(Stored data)
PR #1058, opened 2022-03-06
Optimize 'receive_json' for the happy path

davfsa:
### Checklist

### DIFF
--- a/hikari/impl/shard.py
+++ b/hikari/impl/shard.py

§ **Task directions**
The line containing "Optimize 'receive_json' for the happy path" opens the range, and the last line of the entries closes it; copy that range exactly.

§ **Exercise result**
Optimize 'receive_json' for the happy path

davfsa:
### Checklist

### DIFF
--- a/hikari/impl/shard.py
+++ b/hikari/impl/shard.py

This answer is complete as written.